As demand for mental health care outpaces clinician-delivered assessment, scalable screening tools are increasingly needed. Large language models (LLMs) may identify psychiatric risk from patient narratives, but their reliability across diagnoses, demographic subgroups, and evidence-use patterns remains uncertain. We introduce a SCID-anchored benchmark of 555 semi-structured experiential interviews paired with diagnostic reference labels for anxiety disorder, major depressive disorder, post-traumatic stress disorder, and any current mental health disorder. Using zero-shot task-specific prompting, we evaluated five state-of-the-art LLMs and examined whether false-negative errors reflected missed psychiatric evidence or differential weighting of symptom, functional-impairment, and protective-context cues. Performance varied across tasks and models, with accuracy ranging from 0.49 to 0.86 and Matthews correlation coefficients from 0.16 to 0.38. GPT-4.1 Mini and GPT-5 Mini showed the most consistent disorder-specific accuracy. Subgroup analyses found higher depression-classification accuracy among male than female participants, no consistent age-related pattern, and modest non-uniform variation across race strata. Evidence-integration analyses showed that false-negative anxiety and PTSD classifications often contained explicit symptom evidence but were accompanied by preserved functioning, coping ability, or social support. Functional-impairment evidence shifted model outputs toward positive classifications, whereas protective-context evidence shifted outputs away. These findings suggest that LLMs may support scalable psychiatric screening, but their tendency to discount symptom evidence in the presence of preserved functioning or protective context requires careful validation before clinical deployment.
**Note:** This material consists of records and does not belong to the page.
PR #1313, opened 2023-07-10
Release R145

matus-tomlein:
~~This release adds 3-0-0 versions of the Sengrid schemas, originally reviewed in PR #1310.~~

This release adds the Privacy Sandbox Topics schema, reviewed at https://github.com/snowplow/iglu-central/pull/1319


miike:
These schemas are used quite frequently so it would be good to fuzz these against some real data. @johannac is this something you'd be able to help out with?

johannac:
@miike Sure, happy to help test, if we can. We are a Snowplow BDP customer, so we may need to coordinate this through the support team. I can put the v3 schemas into our iglu, but I believe someone from support would need to upgrade the SendGrid enrichment adapter to use the v3-0-0 schemas. Alternatively if you'd just like a big chunk of test data, we could pull some from our production pipeline which has a good volume of SendGrid events coming in daily. Again support could probably coordinate that for us.

miike:
Thanks - let me link up with the support team and get them to coordinate so we can get this tested!

igneel64:
All previous commits moved to #1320 since we are blocked on sendgrid testing.

igneel64 (approved):

matus-tomlein:
Sorry for adding new commits to this release, the reason is because of an issue that we discovered in the recently published media schemas that could potentially cause pipeline failures.

We currently have 2 schemas on Iglu Central that may load into the same column in raw events (`contexts_com_snowplowanalytics_snowplow_media_player_1`) or the same table on some warehouses:

* This one has been published for a long time: `iglu:com.snowplowanalytics.snowplow/media_player/jsonschema/1-0-0`
* This one we have published relatively recently: `iglu:com.snowplowanalytics.snowplow.media/player/jsonschema/1-0-0`

The second one adds new properties as well as makes some other properties optional. We need to remove the recently published v1 schema and publish it as v2 instead in order to make sure that loading events doesn't break in case events are tracked for both of the above schemas.

istreeter (approved):

miike (approved):

jbeemster (approved):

翻译：随着精神卫生保健需求超过临床医生提供的评估，可扩展的筛查工具日益必需。大型语言模型（LLMs）可能从患者叙事中识别精神风险，但其在诊断、人口统计学亚组及证据使用模式上的可靠性仍不确定。我们引入了一个基于SCID标准的基准数据集，包含555个半结构化体验访谈及其对应的焦虑障碍、重度抑郁障碍、创伤后应激障碍及任何当前精神健康障碍的诊断参考标签。通过零样本任务特定提示，我们评估了五种最先进的LLMs，并考察假阴性错误是否源于遗漏精神证据或对症状、功能损害和保护性情境线索的差异化加权。各模型在不同任务上的表现存在差异，准确率范围为0.49至0.86，马修斯相关系数范围为0.16至0.38。GPT-4.1 Mini和GPT-5 Mini在特定障碍的准确率上表现最为一致。亚组分析发现，抑郁症分类准确率在男性参与者中高于女性，未观察到一致的年龄相关模式，种族层间存在适度非均匀变异。证据整合分析表明，假阴性的焦虑和PTSD分类通常包含明确的症状证据，但伴随功能保留、应对能力或社会支持。功能损害证据促使模型输出向阳性分类偏移，而保护性情境证据则使输出反向偏移。这些发现表明，LLMs可能支持可扩展的精神筛查，但在出现功能保留或保护性情境时其低估症状证据的倾向，需在临床部署前进行谨慎验证。